Exercise aim =>
Every line in the material below that includes "touch" should be copied.

Data to use =>

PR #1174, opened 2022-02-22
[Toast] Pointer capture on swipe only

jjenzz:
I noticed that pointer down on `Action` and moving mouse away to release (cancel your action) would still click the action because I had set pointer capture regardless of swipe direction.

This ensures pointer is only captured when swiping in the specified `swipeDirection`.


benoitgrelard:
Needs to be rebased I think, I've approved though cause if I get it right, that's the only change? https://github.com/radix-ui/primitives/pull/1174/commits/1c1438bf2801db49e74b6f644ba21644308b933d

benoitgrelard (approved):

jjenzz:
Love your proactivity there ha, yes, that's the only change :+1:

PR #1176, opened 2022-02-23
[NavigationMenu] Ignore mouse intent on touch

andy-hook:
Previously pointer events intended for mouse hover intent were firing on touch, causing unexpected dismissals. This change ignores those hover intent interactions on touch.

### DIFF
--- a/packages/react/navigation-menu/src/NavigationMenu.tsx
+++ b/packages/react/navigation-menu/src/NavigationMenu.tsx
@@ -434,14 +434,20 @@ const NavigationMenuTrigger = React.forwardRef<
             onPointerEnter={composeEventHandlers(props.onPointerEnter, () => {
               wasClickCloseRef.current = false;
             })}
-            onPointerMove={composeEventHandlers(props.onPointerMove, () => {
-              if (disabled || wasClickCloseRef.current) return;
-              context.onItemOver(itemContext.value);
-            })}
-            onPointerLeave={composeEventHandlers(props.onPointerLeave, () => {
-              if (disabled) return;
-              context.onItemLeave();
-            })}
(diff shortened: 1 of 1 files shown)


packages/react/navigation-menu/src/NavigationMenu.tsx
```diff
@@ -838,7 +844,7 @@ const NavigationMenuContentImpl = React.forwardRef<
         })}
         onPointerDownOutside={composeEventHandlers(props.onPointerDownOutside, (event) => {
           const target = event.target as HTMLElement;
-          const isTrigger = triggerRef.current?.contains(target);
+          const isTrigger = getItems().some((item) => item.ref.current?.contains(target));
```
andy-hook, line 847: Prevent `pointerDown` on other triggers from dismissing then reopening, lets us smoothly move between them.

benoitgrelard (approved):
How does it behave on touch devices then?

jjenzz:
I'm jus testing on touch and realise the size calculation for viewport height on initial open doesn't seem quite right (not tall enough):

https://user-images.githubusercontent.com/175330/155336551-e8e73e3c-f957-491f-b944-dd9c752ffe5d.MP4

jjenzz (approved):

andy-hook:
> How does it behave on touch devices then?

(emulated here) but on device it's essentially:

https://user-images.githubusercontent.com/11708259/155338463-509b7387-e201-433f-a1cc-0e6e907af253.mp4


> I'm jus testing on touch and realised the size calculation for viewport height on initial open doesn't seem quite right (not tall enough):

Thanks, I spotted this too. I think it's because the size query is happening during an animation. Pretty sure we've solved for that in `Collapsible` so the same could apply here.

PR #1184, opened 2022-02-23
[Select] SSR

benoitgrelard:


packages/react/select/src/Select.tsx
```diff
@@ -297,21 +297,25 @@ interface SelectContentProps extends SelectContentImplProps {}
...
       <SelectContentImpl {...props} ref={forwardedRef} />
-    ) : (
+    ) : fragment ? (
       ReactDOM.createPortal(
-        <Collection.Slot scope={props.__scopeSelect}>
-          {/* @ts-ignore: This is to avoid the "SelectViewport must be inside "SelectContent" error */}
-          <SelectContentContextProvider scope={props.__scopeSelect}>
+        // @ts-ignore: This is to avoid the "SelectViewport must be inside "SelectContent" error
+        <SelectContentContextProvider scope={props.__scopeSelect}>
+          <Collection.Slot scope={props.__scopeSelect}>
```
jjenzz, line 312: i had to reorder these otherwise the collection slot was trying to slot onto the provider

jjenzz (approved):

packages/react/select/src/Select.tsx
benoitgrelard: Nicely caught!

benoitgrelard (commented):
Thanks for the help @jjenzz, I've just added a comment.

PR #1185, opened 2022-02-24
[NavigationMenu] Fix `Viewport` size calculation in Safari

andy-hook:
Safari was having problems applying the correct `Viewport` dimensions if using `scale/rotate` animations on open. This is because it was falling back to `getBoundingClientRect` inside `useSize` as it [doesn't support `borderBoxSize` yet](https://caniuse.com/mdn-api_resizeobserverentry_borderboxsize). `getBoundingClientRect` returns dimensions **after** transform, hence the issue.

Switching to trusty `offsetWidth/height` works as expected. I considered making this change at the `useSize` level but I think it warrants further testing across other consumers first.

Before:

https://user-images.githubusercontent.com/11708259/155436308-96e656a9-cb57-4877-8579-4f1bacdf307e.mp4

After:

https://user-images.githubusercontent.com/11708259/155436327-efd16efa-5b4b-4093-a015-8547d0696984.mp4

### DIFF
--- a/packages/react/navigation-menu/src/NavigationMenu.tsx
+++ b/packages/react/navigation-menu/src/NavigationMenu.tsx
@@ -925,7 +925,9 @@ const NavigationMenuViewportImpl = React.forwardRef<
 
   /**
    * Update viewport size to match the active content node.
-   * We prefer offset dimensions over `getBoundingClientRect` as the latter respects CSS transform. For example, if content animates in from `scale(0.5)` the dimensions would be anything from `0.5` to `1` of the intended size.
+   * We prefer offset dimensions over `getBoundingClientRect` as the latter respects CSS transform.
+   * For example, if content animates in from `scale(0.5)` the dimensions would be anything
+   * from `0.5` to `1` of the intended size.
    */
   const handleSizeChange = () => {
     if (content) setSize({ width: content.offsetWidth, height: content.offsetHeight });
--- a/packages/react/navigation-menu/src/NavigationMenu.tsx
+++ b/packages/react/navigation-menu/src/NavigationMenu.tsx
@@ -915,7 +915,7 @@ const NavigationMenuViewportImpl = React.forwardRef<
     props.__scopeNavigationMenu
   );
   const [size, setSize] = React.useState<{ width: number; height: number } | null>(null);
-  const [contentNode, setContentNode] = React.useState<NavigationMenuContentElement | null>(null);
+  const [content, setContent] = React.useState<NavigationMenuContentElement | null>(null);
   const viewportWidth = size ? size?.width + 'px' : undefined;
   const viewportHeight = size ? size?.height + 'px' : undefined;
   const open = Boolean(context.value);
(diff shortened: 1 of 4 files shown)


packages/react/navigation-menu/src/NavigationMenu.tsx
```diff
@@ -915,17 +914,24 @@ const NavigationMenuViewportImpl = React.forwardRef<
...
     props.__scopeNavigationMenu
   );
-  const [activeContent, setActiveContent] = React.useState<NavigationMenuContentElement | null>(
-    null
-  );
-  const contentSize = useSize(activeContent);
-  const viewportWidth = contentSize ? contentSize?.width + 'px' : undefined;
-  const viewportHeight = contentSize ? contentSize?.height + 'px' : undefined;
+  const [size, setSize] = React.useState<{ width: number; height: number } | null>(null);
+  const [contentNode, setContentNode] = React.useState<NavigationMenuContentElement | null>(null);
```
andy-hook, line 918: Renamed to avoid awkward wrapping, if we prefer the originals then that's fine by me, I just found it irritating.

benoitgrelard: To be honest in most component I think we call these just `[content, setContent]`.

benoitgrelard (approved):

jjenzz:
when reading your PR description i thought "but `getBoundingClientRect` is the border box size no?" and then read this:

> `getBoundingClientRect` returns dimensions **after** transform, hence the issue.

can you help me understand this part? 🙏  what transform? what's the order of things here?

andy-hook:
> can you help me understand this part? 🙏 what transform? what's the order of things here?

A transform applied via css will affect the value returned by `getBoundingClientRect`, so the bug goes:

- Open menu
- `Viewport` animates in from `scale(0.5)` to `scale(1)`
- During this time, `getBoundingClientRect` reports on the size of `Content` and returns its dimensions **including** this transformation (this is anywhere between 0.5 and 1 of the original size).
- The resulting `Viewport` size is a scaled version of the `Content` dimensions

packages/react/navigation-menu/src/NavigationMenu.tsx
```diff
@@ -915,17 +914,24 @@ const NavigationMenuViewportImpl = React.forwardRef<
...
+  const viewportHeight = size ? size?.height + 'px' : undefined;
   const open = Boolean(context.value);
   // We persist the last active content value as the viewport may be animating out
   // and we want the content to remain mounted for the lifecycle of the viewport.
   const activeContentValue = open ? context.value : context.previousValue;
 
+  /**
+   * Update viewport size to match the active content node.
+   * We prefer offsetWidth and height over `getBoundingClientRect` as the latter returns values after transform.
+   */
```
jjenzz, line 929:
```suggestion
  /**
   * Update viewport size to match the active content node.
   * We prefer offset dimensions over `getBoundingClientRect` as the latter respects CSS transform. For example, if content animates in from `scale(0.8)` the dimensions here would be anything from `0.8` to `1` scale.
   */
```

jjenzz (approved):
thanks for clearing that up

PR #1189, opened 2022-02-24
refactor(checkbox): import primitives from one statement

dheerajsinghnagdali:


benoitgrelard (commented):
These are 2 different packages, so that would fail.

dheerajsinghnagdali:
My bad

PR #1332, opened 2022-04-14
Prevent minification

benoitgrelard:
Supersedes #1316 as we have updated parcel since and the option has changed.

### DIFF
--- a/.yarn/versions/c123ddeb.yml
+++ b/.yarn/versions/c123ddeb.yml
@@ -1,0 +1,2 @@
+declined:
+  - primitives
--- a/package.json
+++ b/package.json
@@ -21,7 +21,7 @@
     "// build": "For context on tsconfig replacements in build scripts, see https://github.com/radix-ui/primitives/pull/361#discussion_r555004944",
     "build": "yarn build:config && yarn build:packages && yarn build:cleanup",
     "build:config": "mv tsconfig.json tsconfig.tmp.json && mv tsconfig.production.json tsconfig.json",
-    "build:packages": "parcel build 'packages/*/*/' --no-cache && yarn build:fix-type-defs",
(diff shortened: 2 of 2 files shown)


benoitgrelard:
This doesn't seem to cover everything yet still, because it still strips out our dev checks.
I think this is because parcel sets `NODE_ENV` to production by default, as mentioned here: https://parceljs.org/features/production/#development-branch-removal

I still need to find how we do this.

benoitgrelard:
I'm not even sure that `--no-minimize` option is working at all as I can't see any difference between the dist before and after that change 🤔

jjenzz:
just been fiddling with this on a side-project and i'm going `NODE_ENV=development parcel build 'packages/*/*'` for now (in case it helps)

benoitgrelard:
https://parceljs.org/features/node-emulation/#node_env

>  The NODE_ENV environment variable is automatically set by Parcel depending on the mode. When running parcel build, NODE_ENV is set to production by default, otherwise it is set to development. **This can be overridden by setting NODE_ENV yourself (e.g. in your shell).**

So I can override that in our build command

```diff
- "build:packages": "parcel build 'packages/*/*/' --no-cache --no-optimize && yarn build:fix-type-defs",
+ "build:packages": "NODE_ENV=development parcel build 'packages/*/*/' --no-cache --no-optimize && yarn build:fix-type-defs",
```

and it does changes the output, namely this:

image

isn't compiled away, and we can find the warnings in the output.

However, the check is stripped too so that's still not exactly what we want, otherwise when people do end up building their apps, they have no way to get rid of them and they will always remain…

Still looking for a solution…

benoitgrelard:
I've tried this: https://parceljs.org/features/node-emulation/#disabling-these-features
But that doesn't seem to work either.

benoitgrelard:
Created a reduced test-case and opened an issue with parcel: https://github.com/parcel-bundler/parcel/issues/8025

Solution to the problem =>
[NavigationMenu] Ignore mouse intent on touch
Previously pointer events intended for mouse hover intent were firing on touch, causing unexpected dismissals. This change ignores those hover intent interactions on touch.
How does it behave on touch devices then?
I'm jus testing on touch and realise the size calculation for viewport height on initial open doesn't seem quite right (not tall enough):
> How does it behave on touch devices then?
> I'm jus testing on touch and realised the size calculation for viewport height on initial open doesn't seem quite right (not tall enough):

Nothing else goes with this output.